Investors across the world should diversify further into Chinese assets, as it opens its capital markets and challenges the United States in areas ranging from trade to technology, American billionaire investor Ray Dalio said on Monday.
“The world is overweight in … US and European assets relative to Chinese assets,” he said during a Hong Kong FinTech Week webinar. Dalio is the founder of Westport, Connecticut-based hedge fund Bridgewater Associates, the world’s biggest such firm. Bridgewater has US$138 billion worth of assets under management currently.
“The interest rate differentials are favourable, the growth rate differentials are favourable.
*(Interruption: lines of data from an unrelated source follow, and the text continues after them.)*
PR #10180, opened 2026-08-31
rib: store backup routes without a per-prefix multimap

dhalperi:
AbstractRib keeps a backup for every route it is ever offered, and
LinkedHashMultimap spends a ValueSet with its own hash table per prefix
plus a linked ValueEntry per route on that. Nearly every prefix has one
or two backups, so hold the route directly when there is one and a small
list otherwise. On a snapshot with ~28M backups this cut peak heap by
8.5 GiB.

get() now returns an immutable copy rather than a live view, so
removeBackupRoute removes through the map instead of through the
returned set. values() groups by prefix rather than using global
insertion order; only getBackupRoutes reads it, as a Set.

----

Prompt:
```
Land the backup-route compaction in open source batfish, first part only
(the prefix -> route-or-list change, not the open-addressed index).
```

### DIFF
--- a/projects/batfish/src/main/java/org/batfish/dataplane/rib/AbstractRib.java
+++ b/projects/batfish/src/main/java/org/batfish/dataplane/rib/AbstractRib.java
@@ -1,8 +1,6 @@
 package org.batfish.dataplane.rib;
 
 import com.google.common.collect.ImmutableSet;
-import com.google.common.collect.LinkedHashMultimap;
-import com.google.common.collect.Multimap;
 import java.util.Objects;
 import java.util.Optional;
 import java.util.Set;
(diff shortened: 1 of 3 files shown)


dhalperi (commented):
> *[Reviewable](https://reviewable.io/reviews/batfish/batfish/10180)* status: <span>:shipit:</span> complete! all files reviewed, all discussions resolved (waiting on dhalperi).

dhalperi (commented):
> *[Reviewable](https://reviewable.io/reviews/batfish/batfish/10180)* status: <span>:shipit:</span> complete! all files reviewed, all discussions resolved (waiting on dhalperi).

PR #10181, opened 2026-08-31
ibdp: hold conditional static routes in a list, not a StaticRib

dhalperi:
Nothing looks a prefix up in _staticConditionalRib: it is populated once
and thereafter only iterated, and StaticRib#comparePreference is
constant, so the RIB contributes a prefix trie and a per-prefix element
set for no benefit. On a snapshot whose devices each carry ~14k
conditional statics that was ~51M trie nodes, 2.8 GiB of peak heap.

Build the routes through a StaticRib during init so their iteration
order is unchanged, then keep only the flattened list.

----

Prompt:
```
What's next? (landing the static-RIB trie removal from the dataplane
memory investigation)
```


dhalperi (commented):
> *[Reviewable](https://reviewable.io/reviews/batfish/batfish/10181)* status: <span>:shipit:</span> complete! all files reviewed, all discussions resolved (waiting on dhalperi).

PR #12274, opened 2025-04-08
feat: overseas (JP & KR) data

Constrat:
@MistEO This also adds the battle_data for the new CN operators (Mon3tr, Alanna etc)

Running it locally, it also updated the stages.json with the new story line but I will not add them this this PR.

Technically the only issue is the infrast.json updates as they add json objects that don't exist as templates hence the smoke testing.
Infrast:
{F2657CC4-F1C6-4B55-BEEC-C4BFAF22E14A}
Stages:
{8B307876-B993-40CC-96B5-FF65C5D975DB}


Constrat:
I think we do need to update the main.cpp for the Resource Updater anyway since HG will probably not revert the new json object in the gamedata.

PR #12276, opened 2025-04-08
chore: YostarJP clue and GUI updates

Manicsteiner:
still different fonts


Constrat:
Different fonts?
Also ready to merge or need more stuff?

Constrat:
After EN gamedata drops we could release a beta. Let's hope CN gets their new gamedata otherwise a beta is unlikely.
cc @ABA2396 What do you think=

PR #12278, opened 2025-04-08
feat: 支持新 UI 主线导航

ABA2396:


ABA2396:
cc @Constrat Now the logic should be to avoid the original navigation, see if there is any effect

Constrat:
In 45 minutes, maintenance. Just in time

Constrat (approved):
Tested 13-11

ABA2396:
> In 45 minutes, maintenance. Just in time
> btw 
> {3548CB6C-9FC4-42E1-AC01-BA3ABDD70483}
> 

Is it too long? Then it should be good to add a max width

ABA2396:
image
I think this approach is a bit unconventional, but it actually works perfectly well.

PR #12348, opened 2025-04-13
Release v5.15.1

ABA2396:


Constrat (approved):
Resources updated.
Known bugs fixed. Nothing in the making for global (at least not known)

PR #12399, opened 2025-04-18
refactor: tasks拆分为文件夹

SherkeyXD:


src/MaaCore/Config/TaskData.cpp
```diff
@@ -218,6 +218,66 @@ bool asst::TaskData::lazy_parse(const json::value& json)
...
+                Log.error("TaskData::load", "Json open failed:", file);
+                continue;
+            }
+            json::value file_json = ret.value();
+            if (!file_json.is_object()) {
+                Log.error("TaskData::load", "Json content is not an object:", file);
+                continue;
+            }
+            for (auto& [key, value] : file_json.as_object()) {
+                merged.as_object()[key] = std::move(value);
```
SherkeyXD, line 255: 是否会影响加载速度？如果影响是否有 better pratice？

Constrat:
uuuuuuuuuuuuh how does this interface with all the global?

src/MaaCore/Config/TaskData.cpp
status102: 之前那个按模块拆分好像也是这条路子，应该只有一个任务重复的问题

SherkeyXD: 任务重复原本好像就有检查吧

status102: > 任务重复原本好像就有检查吧

之前走的应该是res-update-game.yml+TaskSorter.py，meojson好像是重复键不报错的

Constrat:
I'll look at the resource updater.

status102:
已知问题: res-update-game的original-json break了

Constrat:
This is actually worse than I imagined. Not only will the ResourceUpdater need heavy refactoring to the tasks to the correct files.json but also the workflow itself. Since it relies on single tasks.json with all keys in it to look through.

Constrat:
@SherkeyXD You did not move correctly the global stuff in roguelike: `Sami@Roguelike@FoldartalUseOcr` and `Sami@Roguelike@FoldartalGainOcr` were added by the updated ResourceUpdater

resource/tasks/Stages/SS.json
```diff
@@ -0,0 +1,189 @@
...
+        "action": "ClickSelf",
+        "postDelay": 2000,
+        "roi": [505, 57, 462, 628]
+    },
+    "SSSBattleOperName": {
+        "algorithm": "OcrDetect",
+        "text": [],
+        "fullMatch": true,
+        "roi": [0, 102, 190, 37]
+    },
```
Constrat, line 23: Is this supposed to be SSS.json or the base SS.json for the events?

SherkeyXD:
All the task breakdowns were done by my Python script, which doesn’t seem very smart lol.
I need to check these files again to see if there are any misclassifications.

resource/tasks/Stages/SS.json
Constrat: Resolved with [5982089](https://github.com/MaaAssistantArknights/MaaAssistantArknights/pull/12399/commits/59820893d3193b4f0c0ee752439283219a89afb2)

Constrat:
Ok i think the main.cpp should be ok for now. I will start working on the workflow itself.

Constrat:
{19EAFB81-6841-467A-B177-D352C73F8B00}
This is funny

SherkeyXD:
Are we ok now? Keeping this on will only cause more and more conflicts

Constrat:
Oh sorry. Forgot to undraft it. I thought you would since you were still working on refactoring no?

Constrat:
Btw, how would this interface with MaaRelease @SherkeyXD

Constrat:
Omg. Of course it's not working. Who called the Global folders `Stage` instead of `Stages`

Constrat:
Before merge. Does https://github.com/MaaAssistantArknights/MaaRelease need refactoring as well?
And going forward?

ABA2396:
照理来说先加载tasks再加载cache是没影响的，Release应该不用管

Constrat:
So for new events we still use the main tasks.json? And don't create singular XX.json with the data in it to delete later.

Constrat (approved):

Constrat:
Oh... Right... Hard to fix conflicts when we are moving the file away.

Constrat:
I'd suggest closing this one in favour of #12448

SherkeyXD:
This still causes conflicts —— as long as dev are making changes to tasks.json, we'll have to fix it from time to time. And it will also remove all commit history for tasks.json, which might be a problem in the future.
To merge as fast as possible might be the ultimate choice. Just let me solve the conflicts.

SherkeyXD:
You're right, squashing will solve the problem.
Let's move to #12448

PR #12498, opened 2025-05-01
fix: CheckLevelMax too fast without delay

BxFS:
For whatever reason current dev complains about ```Duplicate key in json file: MaaAssistantArknights\x64\Debug\resource\tasks\Stages\SS.json SS-Open``` on my environment, so I'm unable to test this myself. Shouldn't really be a problem as a one-liner tho.


ABA2396:
手动把 SS.json 删了

PR #12545, opened 2025-05-03
fix: 一键轮换模式自动补全必要设施参数

Lemon-miaow:
#12542


Constrat:
fix https://github.com/MaaAssistantArknights/MaaAssistantArknights/issues/12542

PR #12556, opened 2025-05-04
fix: 基建选人前收起职业栏

ABA2396:

It's quite peculiar—recently, many users have reported that the dormitory pulls away operators who are working. It's unclear whether this was caused by a recent update or if it has always been an issue.

OnShift's minimization should be fine. Let's check if other clients can use this image. If they can, there's no need to reload the template.

For InfrastCloseQuickFormationExpandRole, we'll need to take a screenshot. But even if it's not collapsed, it shouldn't cause any issues—the minimized OnShift shouldn't fail to recognize it.
image
image
image


Constrat:
@ABA2396 I noticed that my 4 th dormitory (which MAA should skip since it has the skip option) loses the operators once every 2 / 3 days. My take on this is this stupid button here.

{FAA5FB34-A3DD-4D09-B809-4B97ACD6C2B1}
This is the worse addition ever added since it basically fucks up the rotations. I haven't really checked if MAA clicks it. But if I do click, it will remove all operators from dormitories that MAA should skip.

Constrat:
Regarding the PR issue tho, the chinese bar is much darker lol
image

ABA2396:
Previously, I had a headache over the transparency of the profession column in the copilot automatic formation, as it affected the recognition of profession icons. However, this works out fine—with a clear background distinction, simply collapsing this column resolves both issues seamlessly.

ABA2396:
> Oh yes definitely. I'll keep investingating the weird "remove all operators" from the last dormitory.
> 
> I swear this feature is so stupid 440170676-497d1c24-563d-4daf-8085-2b76e9ae5733

This feature currently requires enabling in the settings for the CN version. I recall there were restrictions implemented in the tasks—to prevent accidental clicks on this, there's also a waiting period for animations to finish after interacting with other elements.

Constrat:
Yeah I have a friend that plays on the CN and told me this will be disableable soon trademark

PR #12568, opened 2025-05-05
Release v5.16.2

ABA2396:


ABA2396:
「use medicine」does not trigger any adjustments. The dynamic modification only occurs when the medicine window is 「manual close」, because the system fundamentally only hooks the `CloseStonePage` event. The 「use medicine」button actually triggers `MedicineConfirm`.

ABA2396:
这下 Highlight 比正文多了

AnnAngela:
@Constrat i think we need to translate the flow, again

Constrat:
Make all the final changes. That way I'll just have to do it once XD

ABA2396:
> Make all the final changes. That way I'll just have to do it once XD

Ok. Let's do it according to the current version

ABA2396:
auto功能后续还要修改，文档暂时就不加了，看看之后要怎么改

PR #12573, opened 2025-05-05
rft: standardize Integrated Strategies numbers with prts.wiki

Constrat:
{C8ED6A40-98C8-4EB6-9878-11A82EA70777}
Keep consistency between official and codebase.
Majority of the users call IS4 sarkaz instead of sami so the codebase usually makes little sense.


Daydreamer114:
bro the official code is 4 for sarkaz, I've already told u when writing the seed code

Constrat:
🤔 uhm. The code as in the gamedata? I agree. But when colloquialy

PR #12602, opened 2025-05-08
feat: 添加 自定义 webhook 功能

KagurazakaIris:
https://github.com/MaaAssistantArknights/MaaAssistantArknights/issues/9082
1. 添加了 自定义 webhook 功能。
2. 修复了部分UI文本中的错误。

目前经过在 Windows11 x86 上的简单测试，可使用 企业微信群机器人 的 webhook 发送消息。
image


Constrat:
@ABA2396 The `「」` at least in english are really not used that much, if ever actually. So the idea of removing all standard `""` for  `「」` is not that good. Especially since it adds weird spaces / padding whereas in english the space is much more important ` `

Constrat:
> In fact, `「」` is not commonly used in Chinese either, but comparatively, I'd prefer it not to be converted into `&quot;`.

Perfect. That gives me the reason why. That's all I needed. I know understand using standard quotes will definitely mess with the xaml.

ABA2396:
How about this? These are halfwidth corner brackets: `｢ (U+FF62)` `｣ (U+FF63)`.

ABA2396:
> Perfect. That gives me the reason why. That's all I needed. ~I know understand using standard quotes will definitely mess with the xaml.~ Actually will it tho? That xalm uses >< as separators no?

But the formatting doesn't think so
Think about the previous Weblate.

Constrat:
`｢｣`   `「」`. Oh yeah definitely. The first ones are much much better. No unnecessary spaces. Anyway as status102 said. We'll make these changes in a different PR definitely.

KagurazakaIris:
Thank you both for your valuable reviews. I appreciate your feedback and suggestions.

Regarding the formatting changes included in this PR, would it be preferable for me to remove them to maintain focus solely on the new webhook functionality?

I'm eager to see this feature integrated into the main branch and am open to making any necessary adjustments to facilitate a smoother merge process.

Constrat:
I haven't seen any formatting changes actually. pre-commit is not throwing any errors so this looks good. 

What we discussed about has already been fixed by status102 with a rebase.

ABA2396:
@KagurazakaIris 
image
你确定这个能用吗？转义需要处理吧

PR #12667, opened 2025-05-11
ci: don't check github link

wangl-cc:
不知道是 Github 的 Rate limit 更低了还是怎么回事。最近 check dead links 就没通过过，所以暂时不检查 github 的链接来避免这个问题。

### DIFF
--- a/.github/workflows/markdown-checker.yml
+++ b/.github/workflows/markdown-checker.yml
@@ -50,9 +50,6 @@ jobs:
             --verbose --no-progress
             --cache --max-cache-age 1d --cache-exclude-status '429, 500..599'
             --exclude 'https?://.*'
-            --include 'https?://github\.com/.*'
-            --include 'https?://raw\.githubusercontent\.com/.*'
-            --include 'https?://user-images\.githubusercontent\.com/.*'
             --exclude-path 'docs/zh-tw/manual/introduction/introduction_old.md'
             --exclude-path 'docs/ja-jp/manual/introduction/introduction_old.md'
             --exclude 'files/MAA_Runtime_Fix_Pwsh.ps1$'
--- a/.github/workflows/markdown-checker.yml
+++ b/.github/workflows/markdown-checker.yml
@@ -35,20 +35,12 @@ jobs:
         with:
           show-progress: false
 
-      - name: Cache Primes
-        id: cache-primes
-        uses: actions/cache@v4
-        with:
-          path: .lycheecache
-          key: lychee-cache
-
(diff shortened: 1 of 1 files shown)


Rbqwow:
好像...也行...?
这东西最开始好像就是为了检查内部超链接来着

以及让我想起来了原来我还有个 https://github.com/MaaAssistantArknights/MaaAssistantArknights/blob/dev/docs/.vuepress/public/files/MAA_Runtime_Fix_Pwsh.ps1 的备份 好好好

Constrat:
@wangl-cc Me and @AnnAngela have been trying. Apparently... Either the token perms are not enough / it's not being used / or even with the token we are breaching over 1000 requests per hour.

To be honest, checking for github links doesn't really make sense in a way, since to make the links not work, the entire github backend needs to be down... Which is a much greater problem.

I agree in removing the github links from the checks.

Constrat:
I agree on the github side. I've tried using the GITHUB_TOKEN in every way possible. Modifying the permissions: to content true, using it in the args, passing it as env:, pasing it as token like the official lychee docs suggest, but it always hit the rate limiter :P

.github/workflows/markdown-checker.yml
```diff
@@ -35,24 +35,13 @@ jobs:
         with:
           show-progress: false
 
-      - name: Cache Primes
-        id: cache-primes
-        uses: actions/cache@v4
-        with:
-          path: .lycheecache
-          key: lychee-cache
-
```
AnnAngela, line 44: 缓存还是要保留的，能进一步减少请求数量

.github/workflows/markdown-checker.yml
```diff
@@ -35,24 +35,13 @@ jobs:
...
       - name: Check dead links
         uses: lycheeverse/lychee-action@v2
         with:
-          # 仅检查内部链接和 Github 相关链接
+          # 仅检查内部链接，排除所有外部链接
           args: >
             --verbose --no-progress
-            --cache --max-cache-age 1d --cache-exclude-status '429, 500..599'
```
AnnAngela, line 51: 同上

AnnAngela (changes requested):

.github/workflows/markdown-checker.yml
wangl-cc: 我直接删掉缓存其实是因为不检查 GitHub Link 之后就只检查内部链接了，不包含任何 http(s)，所以没有缓存的必要性。不过保留也行，如果之后要加上的话。

PR #15359, opened 2026-01-10
fix: vertical alignment to top instead of center for updatesettings

Constrat:
The scenario:
in such a situation where I want to manually update MAA (when I want to) I always disable "auto download update".
The new update logging moves all the buttons on the left side making it impossible to re disable auto download update during an update process. 

This PR anchors everything to TOP, this way the user has a much cleaner experience to click buttons while keeping logging.

Something similar happens when enabling / disabling myrrorchyan, but on the right side buttons since the alignement is centered, the total height changes, shifting the buttons.

Screenshot 2026-01-10 150105
Screenshot 2026-01-10 150121


Constrat:
Are changes required? @ABA2396 it's still a very annoying issue, especially when manually updating MAA from a VNC via phone or similar.

PR #15754, opened 2026-02-20
feat: add abs_rect to ocr results

Constrat:
I'm not sure if this was ever wanted but the WordOcr `rect` result is always "wrong" or truncated?

Before: 
```py
asst::WordOcr [{ text: Credit Store, rect: [ 158, 98, 91, 18 ], score: 0.975565 }] by OCR Pipeline , cost 359 ms
Proceed [{ text: Credit Store, rect: [ 1158, 98, 91, 18 ], score: 0.975565 }]
```

After:
```py
asst::WordOcr [{ text: Credit Store, rect: [ 1158, 98, 91, 18 ], score: 0.975565 }] by OCR Pipeline , cost 321 ms
Proceed [{ text: Credit Store, rect: [ 1158, 98, 91, 18 ], score: 0.975565 }]
```

Not sure if this is the optimal solution? Maybe we can just work on the Logger itself?


status102:
Not sure it's a good idea. If input image of asst::WordOcr is not an entire image, adjustment would make no sense.

Constrat:
But currently it makes no sense. 
If there's is no ocrReplace being done, it will just show the wifth and height of the detected section. Making everything very complicated to debug. (Why was a character missing, is the size enough etc etc)

Credit Store, rect: [ 158, 98, 91, 18 ] is completely wrong... But it's very similar to the replaced result in the correct place. Is there just a logging issue? Like the x and y coords get truncated?

status102:
> Credit Store, rect: [ 158, 98, 91, 18 ] is completely wrong... But it's very similar to the replaced result in the correct place. Is there just a logging issue? Like the x and y coords get truncated?

It's not wrong. It's relative to the roi of `CreditStoreOcr`.

```
"CreditStoreOcr": {
    "algorithm": "OcrDetect",
    "text": ["信用交易所"],
    "roi": [1000, 0, 280, 300],
    "action": "ClickSelf",
    "next": ["CollectCredit", "CreditStoreFailed", "Stop"]
},
```

Constrat:
Oh. And what about OperBoxNameOCR?

The WordOcr result shows 0,0,70,19 (example for EN)

The 0,0 is based on the rect_move based on the flag? Because then that makes no sense, unless I'm missing a task.

(I'll try to get an example later)

The point of this PR is to simplify text detection when debugging. Having to do (simple) arithmetics just to check if a ROI is correct having to find the task is annoying.

status102:
Rect in output of OperBoxNameOCR makes no sense now. Because of the specific adjustment

Constrat:
It made no sense BEFORE.

Having it as 0,0 as anchor makes no sense because even if I "imagine" and calculate rect move, it still won't make the imaginary rectangle appear over the name.

Constrat:
image

Look at this.
To debug it I have to search for the GoChapterToGO task and ROI inside the stages navigation of official.

image

This is the ROI we expect and use got the task, but the log ROI makes no sense. when I compare it... 
This is what I'm annoyed about.


<hr>

Another instance:
image

Using the StageEncounterOcr ROI + the log one gets me this:
image


<hr>

All in all, it's a pretty annoying process to do calculations basing on the main task. The result even seems wrong at times? I don't understand what the issue is / if it's just a logging issue, then please point me in the right way.

status102:
At least, marking that rect has been adjusted please

Constrat:
I'm just going to add a third logging value then.

I'll leave rect as is and I'll try to think of a better name for the positionally correct rect

Constrat:
Yes it's all broken. I'm working on it. It will take more time.

I could just "steal" the data before the log.trace and edit it there by adding the absolute rect calculation but it looks like an ugly approach. I want to ideally add absolute rect to every OCR log

MistEO:
This is a bit strange. Why would we need an extra rect? Is it just for logging?

status102:
`asst::WordOcr [{ text: Credit Store, rect: [ 158, 98, 91, 18 ], score: 0.975565 }] by OCR Pipeline , cost 359 ms`
`asst::WordOcr [{ text: Credit Store, rect: [ 1158, 98, 91, 18 ], score: 0.975565 }] by OCR Pipeline and rect for full screen, cost 359 ms`

maybe some things like this? We just want to easy the simple pipeline task to check

Constrat:
> This is a bit strange. Why would we need an extra rect? Is it just for logging?

There is no immediate way of getting a ROI to test against a full sized screencap when checking for ocr issues. The current approach is to manually calculate the rect_move which as shown in the previous images doesn't even seem to align with the position of the text in the first place. 
In a lot of instances OCR results will display rect.x (and y) based on the roi task, instead of absolute coords.
 158, 98, 91, 18 vs  1158, 98, 91, 18
In this case it's simple, but in situations like OperBoxNaneOCR when there's a ton of results and the anchor flag moves it's a huge pain in the ass.

This would be useful not only as debug, but even in normal logging so that when users present their logs, it's immediately usable to check for ROI issues



It's not an "extra"rect. It's the coords of the real position in the screencap. Instead of a reference where we have to look for the anchor checking the task roi


> maybe some things like this? We just want to easy the simple pipeline task to check

Having multiple log lines for the "same" thing seems pretty polluting.. 
I'm trying to reach something like this.

`asst::WordOcr [{ text: Credit Store, abs: [ 1158, 98, 91, 18 ], rect: [ 158, 98, 91, 18 ], score: 0.975565 }] by OCR Pipeline , cost 359 ms`

status102:
> > maybe some things like this? We just want to easy the simple pipeline task to check
> 
> Having multiple log lines for the "same" thing seems pretty polluting.. I'm trying to reach something like this.

It's not multiple lines, but just one. 
For complex rect recognition performed by plugins, the corrected rect is often meaningless. However, for simple rect recognition performed by pipelines, the original rect is unnecessary once the corrected rect is available.

Constrat:
If the values are equal, there's no need for both. I've check the code better and it's based on the `without_det` flag. Whenever it's false, the displayed rect will not be an absolute coordinate, but a relative one

Constrat:
One more reasoning for this change (that I still have to think how to pull off without changing the entire codebase
Screenshot_2026-03-02-12-42-23-26_6844ed1968100643771cb3f60433f7e6

At a quick glance, this roi makes no sense without the corresponding task, which is usually not sent in logs extracts.

I think I'm just going to "dirty" the outpost of logs as it seems hard coded (the good looking text score rect roi section)

Constrat:
Ok. This took a bit but it's finally working as I expect it to.
```py
[2026-03-02 15:32:05.937][TRC][Px26852][Tx63884] asst::WordOcr [{ text: ture Store, abs_rect: [ 1000, 98, 78, 18 ], rect: [ 0, 98, 78, 18 ], score: 0.977025 }, { text: Credit Store, abs_rect: [ 1158, 98, 91, 18 ], rect: [ 158, 98, 91, 18 ], score: 0.975565 }] by OCR Pipeline , cost 314 ms
[2026-03-02 15:32:05.937][TRC][Px26852][Tx63884] Proceed [{ text: Credit Store, rect: [ 1158, 98, 91, 18 ], score: 0.975565 }]

```

src/MaaCore/Config/Miscellaneous/OcrPack.cpp
```diff
@@ -70,7 +70,7 @@ bool asst::OcrPack::load(const std::filesystem::path& path)
     return !m_det_model_path.empty() && !m_rec_model_path.empty() && !m_rec_label_path.empty();
 }
 
-asst::OcrPack::ResultsVec asst::OcrPack::recognize(const cv::Mat& image, bool without_det)
+asst::OcrPack::ResultsVec asst::OcrPack::recognize(const cv::Mat& image, bool without_det, const Rect& roi_offset)
```
status102:
```suggestion
asst::OcrPack::ResultsVec asst::OcrPack::recognize(const cv::Mat& image, bool without_det, const std::optional<Rect>& output_offset)
```

src/MaaCore/Config/Miscellaneous/OcrPack.cpp
```diff
@@ -121,13 +129,25 @@ asst::OcrPack::ResultsVec asst::OcrPack::recognize(const cv::Mat& image, bool wi
...
+        Rect screen_rect(roi_offset.x + abs_rect.x, roi_offset.y + abs_rect.y, det_rect.width, det_rect.height);
+        if (i > 0) {
+            raw_log += ", ";
+        }
+        raw_log += std::format(
+            "{{ text: {}, abs_rect: {}, rect: {}, score: {:.6f} }}",
+            ocr_result.text.at(i),
+            screen_rect.to_string(),
+            det_rect.to_string(),
+            ocr_result.rec_scores.at(i));
```
status102:
```suggestion
        if (i > 0) {
            raw_log += ", ";
        }
        if (output_offset) {
            Rect screen_rect(
                output_offset->x + abs_rect.x,
                output_offset->y + abs_rect.y,
                det_rect.width,
                det_rect.height);
            raw_log += std::format(
                "{{ text: {}, moved_rect: {}, rect: {}, score: {:.6f} }}",
                ocr_result.text.at(i),
                screen_rect.to_string(),
                det_rect.to_string(),
                ocr_result.rec_scores.at(i));
        }
        else {
            raw_log += std::format(
                "{{ text: {}, rect: {}, score: {:.6f} }}",
                ocr_result.text.at(i),
                det_rect.to_string(),
                ocr_result.rec_scores.at(i));
        }
```

src/MaaCore/Config/Miscellaneous/OcrPack.h
```diff
@@ -44,7 +44,7 @@ class OcrPack : public AbstractResource
 
     void use_gpu(int gpu_id) { m_gpu_id = gpu_id; }
 
-    ResultsVec recognize(const cv::Mat& image, bool without_det = false);
+    ResultsVec recognize(const cv::Mat& image, bool without_det = false, const Rect& roi_offset = {});
```
status102:
```suggestion
    ResultsVec recognize(const cv::Mat& image, bool without_det = false, const std::optional<Rect>& rect_offset = {});
```

status102 (commented):
The `abs_rect` in the output is the rect after offset, while the `abs_rect` in the code is the rect relative to the ROI. It's inconsistent.

Constrat:
Is rect_offset the correct naming tho?
It's not really the rect_move from the task. That's the base roi itself.

I think `base_roi` looks decent enough

status102:
> Is rect_offset the correct naming tho?

Oh, it's my fault. Called `output_offset` in function implement. Or is there other name you prefer?

Constrat:
No worries. Good catch on the std::optional. Tweaking the variables right now. I think it's ready for merge after that.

A big element is going to be order, internal order, and so far that’s pretty favourable,” he said of China, adding that the country’s handling of the Covid-19 pandemic exemplified its stronger ability to maintain an orderly society when compared with western democracies.
Dalio has a large following in China’s business circles, and “a significant portion” of his investment portfolio is in the country. He said he favoured Chinese bonds to US ones because China’s currency was set to benefit from huge capital inflows as Beijing opened its financial markets to the world.
Shipping containers from China and other Asian countries are unloaded at the Port of Los Angeles in Long Beach, California. China has become the engine of global economic growth as the US and Europe have struggled to contain new waves of coronavirus infections.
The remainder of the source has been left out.